▶ **Brief**
In the entries below, find the lines that contain the word "executeExportAction" and copy them.

▶ **Records supplied**

•••••

PR #1234, opened 2017-01-30
Disable issuepubnotifications if pubmodenone

ajnyga:
The issue is explained here:
https://github.com/pkp/pkp-lib/issues/2250


ajnyga:
whoops, ignore this, I will do another one without the two other commits. I accidentally created a new branch befor switching to master...

PR #1237, opened 2017-01-31
migrate comments for the editor

bozana:
s. https://github.com/pkp/pkp-lib/issues/1873


dbscripts/xml/upgrade.xml
```diff
@@ -38,9 +38,13 @@
 		<data file="dbscripts/xml/upgrade/2.4.0_postUsageStatsMigration2.xml" condition="return $installer->tableExists('issue_galleys_stats_migration');" />
 		<data file="dbscripts/xml/upgrade/2.4.0_postCounterMigration.xml" condition="return $installer->tableExists('counter_monthly_log');" />
 		<data file="dbscripts/xml/upgrade/2.4.0_postTimedViewsMigration.xml" condition="return $installer->tableExists('timed_views_log');" />
+		<data file="dbscripts/xml/upgrade/3.0.0_preupdate_commentsToEditor.xml" condition="return $installer->columnExists('submissions', 'comments_to_ed');" />
```
asmecher: This will execute after the DB schema is sync'd, I think, so the column will already be removed by now, no?

asmecher: Ah, no, I see it's pre DB schema.

PR #1238, opened 2017-02-01
type: localization - Add missing strings to pt-pt translation.

nmiguelmoura:
Add several key / values to pt-pt locale.xml file, which didn't displayed correctly.	

modified:   locale/pt_PT/locale.xml


mtub:
Thank you!

PR #1242, opened 2017-02-01
pkp/pkp-lib#1873 comments_to_ed migration if no author is assigned

bozana:
s. https://github.com/pkp/pkp-lib/issues/1873
This PR considers the situation when no author is assigned to a submission with a comment for the editors -- which is possible in OJS 3.x -- in that situation the first JM found will be used.

### DIFF
--- a/classes/install/Upgrade.inc.php
+++ b/classes/install/Upgrade.inc.php
@@ -1566,35 +1566,51 @@ class Upgrade extends Installer {
 	 */
 	function convertCommentsToEditor() {
 		$submissionDao = Application::getSubmissionDAO();
+		$stageAssignmetDao = DAORegistry::getDAO('StageAssignmentDAO');
 		$queryDao = DAORegistry::getDAO('QueryDAO');
 		$noteDao = DAORegistry::getDAO('NoteDAO');
+		$userGroupDao = DAORegistry::getDAO('UserGroupDAO');
+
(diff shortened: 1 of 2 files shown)


classes/install/Upgrade.inc.php
```diff
@@ -1566,35 +1566,51 @@ function convertEditorDecisionNotes() {
...
+		$stageAssignmetDao = DAORegistry::getDAO('StageAssignmentDAO');
 		$queryDao = DAORegistry::getDAO('QueryDAO');
 		$noteDao = DAORegistry::getDAO('NoteDAO');
+		$userGroupDao = DAORegistry::getDAO('UserGroupDAO');
+
+		import('lib.pkp.classes.security.Role'); // ROLE_ID_...
 
 		$commentsResult = $submissionDao->retrieve(
-			'SELECT s.submission_id, s.comments_to_ed, s.date_submitted, sa.user_id
+			'SELECT s.submission_id, s.comments_to_ed, s.date_submitted
```
asmecher: I think if you moved the `context_id` into this query as well, then you wouldn't need to instantiate the `Submission` object for these entries. That'll keep the number of DB queries in DAO functions required for this upgrade step to a minimum, which will mean we're less likely to hit an upgrade tangle later if we change schemas (since this upgrade step runs before the schema sync).

PR #1248, opened 2017-02-06
pkp/pkp-lib#1955 no XML validation option for the export plugins

bozana:
s. https://github.com/pkp/pkp-lib/issues/1955
this PR introduces the option not to validate XML when exporting... 
The native exports are not considered -- they have local schema and they are good to be validated in any case.
Also CLI exports are not considered for now, because it would mean change of the usage parameters and thus locales files.

### DIFF
--- a/classes/plugins/PubObjectsExportPlugin.inc.php
+++ b/classes/plugins/PubObjectsExportPlugin.inc.php
@@ -142,6 +142,7 @@ abstract class PubObjectsExportPlugin extends ImportExportPlugin {
 				$selectedIssues = (array) $request->getUserVar('selectedIssues');
 				$selectedRepresentations = (array) $request->getUserVar('selectedRepresentations');
 				$tab = (string) $request->getUserVar('tab');
+				$noValidation = $request->getUserVar('validation') ? false : true;
 
 				if (empty($selectedSubmissions) && empty($selectedIssues) && empty($selectedRepresentations)) {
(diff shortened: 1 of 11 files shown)


classes/plugins/PubObjectsExportPlugin.inc.php
```diff
@@ -335,14 +336,15 @@ function getExportActionNames() {
 	 * @param $context Context
 	 * @return string XML document.
 	 */
-	function exportXML($objects, $filter, $context) {
+	function exportXML($objects, $filter, $context, $noValidation = null) {
```
asmecher: New parameter needs documentation in code header.

classes/plugins/PubObjectsExportPlugin.inc.php
```diff
@@ -173,13 +174,13 @@ function display($args, $request) {
 	 * @param $tab string Tab to return to
 	 * @param $objectsFileNamePart string Export file name part for this kind of objects
 	 */
-	function executeExportAction($request, $objects, $filter, $tab, $objectsFileNamePart) {
+	function executeExportAction($request, $objects, $filter, $tab, $objectsFileNamePart, $noValidation = null) {
```
asmecher: Code documentation for new parameter (maybe elsewhere too)

asmecher:
This looks good aside from a couple minor comments -- please go ahead!

PR #1276, opened 2017-02-21
Updates in Arabic locale after OJS 3.0.2

vormia:
Some minor updates and additions to Arabic language files for OJS 3.0.2


mtub:
Thanks, @vormia !

PR #46, opened 2020-08-09
zero masked address bits returned from ParseIPPrefix

eliasnaur:
Fixes tailscale/tailscale#645

Signed-off-by: Elias Naur <mail@eliasnaur.com>

### DIFF
--- a/netaddr.go
+++ b/netaddr.go
@@ -681,6 +681,8 @@ func FromStdIPNet(std *net.IPNet) (prefix IPPrefix, ok bool) {
 // ParseIPPrefix parses s as an IP address prefix.
 // The string can be in the form "192.168.1.0/24" or "2001::db8::/32",
 // the CIDR notation defined in RFC 4632 and RFC 4291.
+//
+// ParseIPPrefix zeroes masked address bits.
 func ParseIPPrefix(s string) (IPPrefix, error) {
 	i := strings.IndexByte(s, '/')
 	if i < 0 {
@@ -702,10 +704,7 @@ func ParseIPPrefix(s string) (IPPrefix, error) {
 	if bits < 0 || bits > maxBits {
 		return IPPrefix{}, fmt.Errorf("netaddr.ParseIPPrefix(%q): prefix length out of range", s)
 	}
-	return IPPrefix{
-		IP:   ip,
-		Bits: uint8(bits),
-	}, nil
+	return ip.Prefix(uint8(bits))
 }
 
 // IPNet returns the net.IPNet representation of an IPPrefix.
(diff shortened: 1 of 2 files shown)


bradfitz:
I'd like @mdlayher and @danderson's opinions on this before merging.

It should probably be documented whichever direction we go, though.

mdlayher:
A counter-point I just thought of: the type is IPPrefix, so the "prefix" part is explicitly noted. Tough call. I'm still slightly leaning toward keeping it as is though.

eliasnaur:
> I'm -1 on this one: it's easy for the caller to invoke Prefix themselves to retrieve the masked output.
> 
> I have a similar complaint with net.ParseCIDR in the stdlib since it does something similar by splitting apart the individual IP address and its IPNet network, which has resulted in actual subtle bugs in my/other's programs.
> 

I don't have a strong opinion, but I was surprised that address.Prefix zeroes masked bits but ParseIPPrefix doesn't. In other
words, ParseIPPrefix sounds to me as a shorthand for ParseIP on the address part, followed by Prefix applied on the mask.

> Either way we go, we should explicitly document the expectations.

Added a note about zeroing.

mdlayher:
I took a quick look at a couple of places where I'm using this function. I have at least one case where I want to return an error if the caller does not pass a valid prefix, and another which has a bug because I need a valdi prefix but am not validating by calling the Prefix method.

So it seems to me that mirroring the stdlib with `func ParseIPPrefix(s string) (IP, IPPrefix, error)` may be the right call after all as it supports both use cases without any loss of information.

bradfitz:
Seems like a common way to write your IP & netmask at the same time is to, say, `10.0.0.52/24`. Currently we can parse that and keep both bits of information. With this change we can't and the user has to do their own splitting on `/`. Maybe it doesn't matter too much.

I think I'm slightly in favor of not changing behavior (usually a nice feature) and instead documenting this.

We could add a method on `IPPrefix` like `func (p IPPrefix) Masked() IPPrefix` that returns `p` with `p.IP` masked, like:

```go
// Masked returns p in its canonical form, with bits of of p.IP not in p.Bits masked off.
// If p is zero or otherwise invalid, Masked returns the zero value.
func (p IPPrefix) Masked() IPPrefix {
     if m, err := p.IP.Prefix(p.Bits); err == nil {
        return m
     }
     return IPPrefix{}
}
```

mdlayher:
A convenience function (and documentation to point users toward it) LGTM.

eliasnaur:
Here you go: https://github.com/inetaf/netaddr/pull/47.

mdlayher:
Nice work, thanks! Closing as this is superseded by #47.

PR #48, opened 2020-10-30
Add method IPPrefix.Overlaps(IPPrefix) bool

bradfitz:


bradfitz:
cc @sailorfrag

netaddr_test.go
```diff
@@ -1323,3 +1323,33 @@ func TestAs4(t *testing.T) {
...
 	}
 }
+
+func TestIPPrefixOverlaps(t *testing.T) {
+	pfx := mustIPPrefix
+	tests := []struct {
+		a, b IPPrefix
+		want bool
+	}{
+		{IPPrefix{}, pfx("1.2.0.0/16"), false},  // first zero
```
sailorfrag, line 1333: It seems to me like you'd want 0/0 (or 0.0.0.0/0 if it doesn't allow omitting the unnecessary IP parts) to return true for anything, e.g. in cases where you're checking if something matches a default route.

netaddr.go
```diff
@@ -778,6 +780,45 @@ func (p IPPrefix) Contains(addr IP) bool {
...
+//
+// If either has a Bits of zero, it returns true.
+func (p IPPrefix) Overlaps(o IPPrefix) bool {
+	if p.IP.IsZero() || o.IP.IsZero() {
+		return false
+	}
+	if p == o {
+		return true
+	}
+	if p.IP.Is4() != o.IP.Is4() {
```
sailorfrag, line 796: It might be worth a comment mentioning what you intend to happen here with IPv6-mapped IPv4 addresses.

netaddr_test.go
```diff
@@ -1323,3 +1323,33 @@ func TestAs4(t *testing.T) {
...
+		{pfx("1.2.3.0/24"), pfx("1.2.0.0/16"), true},
+
+		{pfx("1.2.0.0/16"), pfx("1.2.3.0/32"), true},
+		{pfx("1.2.3.0/32"), pfx("1.2.0.0/16"), true},
+
+		{pfx("1.2.3.0/32"), pfx("5.5.5.5/0"), true}, // normalization not required; /0 means true
+
+		{pfx("5::1/128"), pfx("5::0/8"), true},
+		{pfx("5::0/8"), pfx("5::1/128"), true},
+	}
```
sailorfrag, line 1349: Add a negative IPv6/IPv6 test?

netaddr_test.go
bradfitz: Note that this is a zero value, not a value representing a `/0`.

The contract as documented is you must provide two valid values to compare. Otherwise we just return false. (The alternative perhaps might be to panic, but that seems aggressive.)

netaddr.go
bradfitz: Right! Will do.

netaddr_test.go
sailorfrag: Oh, if 0.0.0.0/0 and IsZero() are distinct, then that's great. Maybe just add a test verifying that it does indeed work, since that seems like the sort of subtle thing that could break by accident.

bradfitz:
PTAL

netaddr.go
```diff
@@ -778,6 +780,46 @@ func (p IPPrefix) Contains(addr IP) bool {
 	return true
 }
 
+// Overlaps reports whether p and o overlap at all.
+//
+// If p and o are of different address families or either have a zero
+// IP, it reports false. Like the Contains method, a prefix with a
+// 4-in-6 IP is still treated as an IPv6 mask.
```
danderson, line 787: 4-in-6 is an IPv6 transitional mechanism, not the "embed v4 in v6" thing. I think you want to say "a prefix with an IPv6-mapped IPv4 IP is ..."

netaddr_test.go
```diff
@@ -1323,3 +1323,45 @@ func TestAs4(t *testing.T) {
...
+
+		// IPv6 overlapping
+		{pfx("5::1/128"), pfx("5::0/8"), true},
+		{pfx("5::0/8"), pfx("5::1/128"), true},
+
+		// IPv6 not overlapping
+		{pfx("1::1/128"), pfx("2::2/128"), false},
+		{pfx("0100::0/8"), pfx("::1/128"), false},
+
+		// IPv4-in-6 should not overlap with IPv4.
```
danderson, line 1359: v6-mapped v4

danderson (approved):

mdlayher (commented):
LGTM!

•••••

▶ **Solution below**
-	function executeExportAction($request, $objects, $filter, $tab, $objectsFileNamePart) {
+	function executeExportAction($request, $objects, $filter, $tab, $objectsFileNamePart, $noValidation = null) {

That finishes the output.